● **Aim of the exercise**
When you reach the line containing "fedemkr, line 2616: 🤔" in the data below, begin returning lines exactly as written, and stop once the line containing "ifernandezdiaz: I'm still" has been returned.

### Data to examine

PR #2580, opened 2023-06-22
[PM-2691] Adding AutomationIDs for Vault Page sections

ifernandezdiaz:
## Type of change
- [ ] Bug fix
- [ ] New feature development
- [X] Other

## Objective
This PR adds more AutomationIDs that will help us to improve the quality of our Mobile Automation tests

## Code changes

* **GroupingsPage.xaml:** Adding AutomationID label to filters and headers 
* **GroupingsPageHeaderListItem.cs:** Adding `AutomationId` variable.
* **GroupingsPageHeaderListGroup.cs:** Adding `AutomationId` variable.
* **GroupingsPageListItem.cs:** Adding `AutomationId` variable.

## Before you submit


src/App/Pages/Vault/GroupingsPage/GroupingsPage.xaml
```diff
@@ -60,13 +60,13 @@
...
                     WebsiteIconsEnabled="{Binding BindingContext.WebsiteIconsEnabled, Source={x:Reference _page}}"
-                    TotpSec="{Binding TotpSec}"/>
+                    TotpSec="{Binding TotpSec}" />
             </DataTemplate>
 
             <DataTemplate x:Key="groupTemplate"
                           x:DataType="pages:GroupingsPageListItem">
                 <controls:ExtendedStackLayout Orientation="Horizontal" 
-                                                StyleClass="list-row, list-row-platform">
+                                                StyleClass="list-row, list-row-platform" AutomationId="{Binding AutomationId}">
```
mpbw2, line 69: Should be on the next line

src/App/Pages/Vault/GroupingsPage/GroupingsPage.xaml
```diff
@@ -96,7 +98,7 @@
                     Spacing="0"
                     Padding="0"
                     VerticalOptions="FillAndExpand"
-                    StyleClass="list-row-header-container, list-row-header-container-platform">
+                    StyleClass="list-row-header-container, list-row-header-container-platform" AutomationId="{Binding AutomationId}">
```
mpbw2, line 101: Should be on the next line

src/App/Pages/Vault/GroupingsPage/GroupingsPageHeaderListItem.cs
```diff
@@ -10,5 +10,12 @@ public GroupingsPageHeaderListItem(string title, string itemCount)
...
+        public string AutomationId
+        {
+            get
+            {
+                return $"{Title.Replace(" ", string.Empty).ToLowerInvariant()}Header";
+            }
+        }
     }
-}
+}
```
mpbw2, line 21: Revert the removal of the ending newline

src/App/Pages/Vault/GroupingsPage/GroupingsPageListItem.cs
```diff
@@ -2,13 +2,15 @@
 using Bit.Core;
 using Bit.Core.Enums;
 using Bit.Core.Models.View;
+using static Bit.Core.Utilities.DomainName.TLDRule;
```
mpbw2, line 5: Doesn't look like this is used

src/App/Pages/Vault/GroupingsPage/GroupingsPageListItem.cs
```diff
@@ -18,7 +20,7 @@ public class GroupingsPageListItem : IGroupingsPageListItem
         public bool FuzzyAutofill { get; set; }
         public bool IsTrash { get; set; }
         public bool IsTotpCode { get; set; }
-
+
```
mpbw2, line 23: Revert formatting change

mpbw2 (changes requested):
see inline

mpbw2 (commented):
I think this is ok for the groupings page but wouldn't mind a quick glance by @fedemkr in case I'm missing something re: performance and/or recycling...

src/App/Pages/Vault/GroupingsPage/GroupingsPageListGroup.cs
```diff
@@ -26,11 +26,13 @@ public GroupingsPageListGroup(string name, int count, bool doUpper = true, bool
...
             ItemCount = count.ToString("N0");
             First = first;
+            AutomationId = $"{NameShort}ListGroup";
         }
 
         public bool First { get; set; }
         public string Name { get; set; }
         public string NameShort => string.IsNullOrWhiteSpace(Name) || Name.Length == 0 ? "-" : Name[0].ToString();
         public string ItemCount { get; set; }
+        public string AutomationId { get; set; }
```
fedemkr, line 36: You can remove the public setter here. It's being set in the constructor so you don't need the `set` at all and can directly be:
```c#
public string AutomationId => $"{NameShort}ListGroup";
```

src/App/Pages/Vault/GroupingsPage/GroupingsPageListItem.cs
```diff
@@ -115,5 +116,51 @@ public string Icon
...
+                    _automationId = "CollectionFilter";
+                }
+                else if (IsTotpCode)
+                {
+                    _automationId = "TOTPListItem";
+                }
+                
+                return _automationId;
+            }
+        }
```
fedemkr, line 163: No need for the field `_automationId` return directly on each case:
```c#
public string AutomationId
{
    get
    {
        if (Type.HasValue)
        {
            switch (Type.Value)
            {
                case CipherType.Login:
                    return "LoginFilter";
                case CipherType.SecureNote:
                    return= "SecureNoteFilter";
                case CipherType.Card:
                    return "CardFilter";
                case CipherType.Identity:
                    return "IdentityFilter";
            }
        }
        
        if (IsTrash)
        {
            return "TrashFilter";
        }
        if (Folder != null)
        {
            return "FolderFilter";
        }
        if (Collection != null)
        {
            return "CollectionFilter";
        }
        if (IsTotpCode)
        {
            return "TOTPListItem";
        }

        return null;
    }
}

```

fedemkr (changes requested):

src/App/Pages/Settings/SettingsPage/SettingsPageListItem.cs
```diff
@@ -22,5 +23,41 @@ public class SettingsPageListItem : ISettingsPageListItem
...
+                    .Replace(" ", String.Empty)
+                    .Replace("-", String.Empty);
+                    return $"{idText}Cell";
+                }
+                else
+                {
+                    return "EnabledPolicyCell";
+                }
+            }
+        }
```
fedemkr, line 44: ♻️ I see that the logic is repeated in other places (like in the `AutomationIdSettingStatus` property). So extract this to an extension method or helper class that you can reuse. 
You can have a class named `AutomationIdsHelper` that could have this kind of stuff, like a static method `ToEnglishTitleCase(string)` which could hold this logic.
Also, you can add an add suffix static method like `AddSuffixFor(string, SuffixType)` with `SuffixType` being an enum of the different things to suffix like `...Cell` and inside add the suffix to the correct component and with that you have less error prone code because of hardcoded strings. 
Then for this scenario you could have something like this:
```c#
public string AutomationId
{
    get
    {
        return AutomationIdsHelper.AddSuffixFor( 
                    UseFrame ? "EnabledPolicy" 
                             : AutomationIdsHelper.ToEnglishTitleCase(Name)
                    , SuffixType.Cell);
    }
}
``` 
---
⛏️ Also, given that there are more than one `AutomationId...` properties, give a more descriptive name to this one to know how it differentiate from `AutomationIdSettingStatus`

src/App/Pages/Settings/SettingsPage/SettingsPageListItem.cs
```diff
@@ -22,5 +23,41 @@ public class SettingsPageListItem : ISettingsPageListItem
...
+                    var idText = new CultureInfo("en-US", false)
+                    .TextInfo
+                    .ToTitleCase(Name)
+                    .Replace(" ", String.Empty)
+                    .Replace("-", String.Empty);
+                    return $"{idText}SettingValue";
+                }
+                return null;
+            }
+        }
```
fedemkr, line 61: ♻️  Apply same thing as in `AutomationId` and I tend to use failure scenarios at first like here:
```c#
if (UseFrame)
{
    return null;
}

// the other logic
```

src/App/Pages/Vault/CipherDetailsPage.xaml
```diff
@@ -69,24 +69,27 @@
 
             <ScrollView x:Key="scrollView" x:Name="_scrollView">
                 <StackLayout Spacing="20" x:Name="_mainLayout">
-                    <StackLayout StyleClass="box">
+                    <StackLayout StyleClass="box" AutomationId="ItemInformationSection">
                         <StackLayout StyleClass="box-row-header">
                             <Label Text="{u:I18n ItemInformation, Header=True}"
-                                   StyleClass="box-header, box-header-platform" />
+                                   StyleClass="box-header, box-header-platform"
+                                   AutomationId="" />
```
fedemkr, line 76: Is it ok that this id is empty?

src/App/Pages/Vault/CipherDetailsPage.xaml
```diff
@@ -186,11 +192,11 @@
                                     AutomationProperties.IsInAccessibleTree="True"
                                     AutomationProperties.Name="{u:I18n CopyPassword}"
                                     IsVisible="{Binding Cipher.ViewPassword}"
-                                    AutomationId="LoginCopyPasswordButton" />
+                                    AutomationId="CopyValueButton" />
                             </Grid>
                             <BoxView StyleClass="box-row-separator"
                                      IsVisible="{Binding Cipher.Login.Password, Converter={StaticResource stringHasValue}}" />
-                            <Grid StyleClass="box-row" IsVisible="{Binding ShowTotp}">
+                            <Grid StyleClass="box-row" IsVisible="{Binding ShowTotp}" AutomationId="ItemRow">
```
fedemkr, line 199: ⛏️ I'm not a fan of more than 1 or 2 inline properties set up in the xaml. So as a suggestion I'd put this vertically, which IMO is easier to read:
```xaml
<Grid 
    StyleClass="box-row" 
    IsVisible="{Binding ShowTotp}" 
    AutomationId="ItemRow">
```

src/App/Pages/Vault/GroupingsPage/GroupingsPageListItem.cs
```diff
@@ -115,5 +116,44 @@ public string Icon
...
+                    return "FolderFilter";
+                }
+                else if (Collection != null)
+                {
+                    return "CollectionFilter";
+                }
+                else if (IsTotpCode)
+                {
+                    return "TOTPListItem";
+                }
```
fedemkr, line 153: ⛏️  Given that you are returning on each part, then the `else` keyword is not needed, you can just use `if (...)` directly cause the path will finish on each `return ...`

src/App/Pages/Vault/GroupingsPage/GroupingsPageListItem.cs
```diff
@@ -9,6 +9,7 @@ public class GroupingsPageListItem : IGroupingsPageListItem
     {
         private string _icon;
         private string _name;
+        private string _automationId;
```
fedemkr, line 12: ⛏️  Not being used, remove

src/App/Resources/AppResources.it.resx
```diff
@@ -2613,7 +2613,7 @@ Vuoi passare a questo account?</value>
     <value>US</value>
   </data>
   <data name="EU" xml:space="preserve">
-    <value>UE</value>
+    <value>EU</value>
```
fedemkr, line 2616: 🤔  I believe that if we want to do any change on resources we need to go to Crowdin and add a translation over there to be then impacted on the code. Is this correct @djsmith85 or can we also apply direct changes on translations without going through Crowdin?

fedemkr (changes requested):

src/App/Pages/Settings/SettingsPage/SettingsPageListItem.cs
ifernandezdiaz: I'm still feeling like a foreigner in this repository, and that's why I choose to add those similar methods instead of adding new files to the project.

What is the best location to store this helper class? I'm thinking about creating a new `AutomationHelpers` inside `App/Utilities` but I'd like to read your thoughts 🙌

fedemkr: `App/Utilities` is fine but I'd add an `Automation` folder in there so you can add anything related to that there. Therefore the location would be `App/Utilities/Automation`

src/Android/Renderers/CustomLabelRenderer.cs
```diff
@@ -0,0 +1,31 @@
...
+            var label = sender as CustomLabel;
+            switch (e.PropertyName)
+            {
+                case nameof(CustomLabel.AutomationId):
+                    Control.ContentDescription = label.AutomationId;
+                    break;
+            }
+            base.OnElementPropertyChanged(sender, e);
+        }
+    }
```
fedemkr, line 29: 🤔  Does this work to fix the list automation id binding issue? if not, remove it

src/App/Utilities/Automation/AutomationIdsHelper.cs
```diff
@@ -0,0 +1,26 @@
+﻿using System;
+using System.Globalization;
+
+namespace Bit.App.Utilities.Automation
+{
+    public static class AutomationIdsHelper
+    {
+
```
fedemkr, line 8: ⛏️  Remove space

src/App/Utilities/Automation/AutomationIdsHelper.cs
```diff
@@ -0,0 +1,26 @@
...
+        public static string ToEnglishTitleCase(string name)
+        {
+            return new CultureInfo("en-US", false)
+                    .TextInfo
+                    .ToTitleCase(name)
+                    .Replace(" ", String.Empty)
+                    .Replace("-", String.Empty);
+
```
fedemkr, line 16: ⛏️  Remove space

src/App/Utilities/Automation/AutomationIdsHelper.cs
```diff
@@ -0,0 +1,26 @@
...
+        }
+
+        public static string AddSuffixFor(string text, SuffixType type)
+        {
+            return $"{text}{Enum.GetName(typeof(SuffixType), type)}";
+        }
+
```
fedemkr, line 23: ⛏️  Remove space

src/App/Utilities/Automation/SuffixType.cs
```diff
@@ -0,0 +1,14 @@
+﻿using System;
```
fedemkr, line 1: ⛏️  This using is not needed

src/iOS.Core/Renderers/CustomLabelRenderer.cs
```diff
@@ -23,7 +23,15 @@ protected override void OnElementChanged(ElementChangedEventArgs<Label> e)
...
-			base.OnElementPropertyChanged(sender, e);
+            var label = sender as CustomLabel;
+            switch (e.PropertyName)
+            {
+                case nameof(CustomLabel.AutomationId):
+                    Control.AccessibilityIdentifier = label.AutomationId;
+                    break;
+            }
+
+            base.OnElementPropertyChanged(sender, e);
```
fedemkr, line 34: 🤔 Same as in android, if it doesn't work remove it.

fedemkr (changes requested):

src/Android/Renderers/CustomLabelRenderer.cs
ifernandezdiaz: This workaround is valid! It's working because I'm using the `CustomLabel` element instead of `ExtendedStackLayout` (exactly as it was mentioned [here](https://github.com/xamarin/Xamarin.Forms/issues/10492))

fedemkr (approved):

mpbw2 (approved):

######

● **Response area**
fedemkr, line 2616: 🤔  I believe that if we want to do any change on resources we need to go to Crowdin and add a translation over there to be then impacted on the code. Is this correct @djsmith85 or can we also apply direct changes on translations without going through Crowdin?

fedemkr (changes requested):

src/App/Pages/Settings/SettingsPage/SettingsPageListItem.cs
ifernandezdiaz: I'm still feeling like a foreigner in this repository, and that's why I choose to add those similar methods instead of adding new files to the project.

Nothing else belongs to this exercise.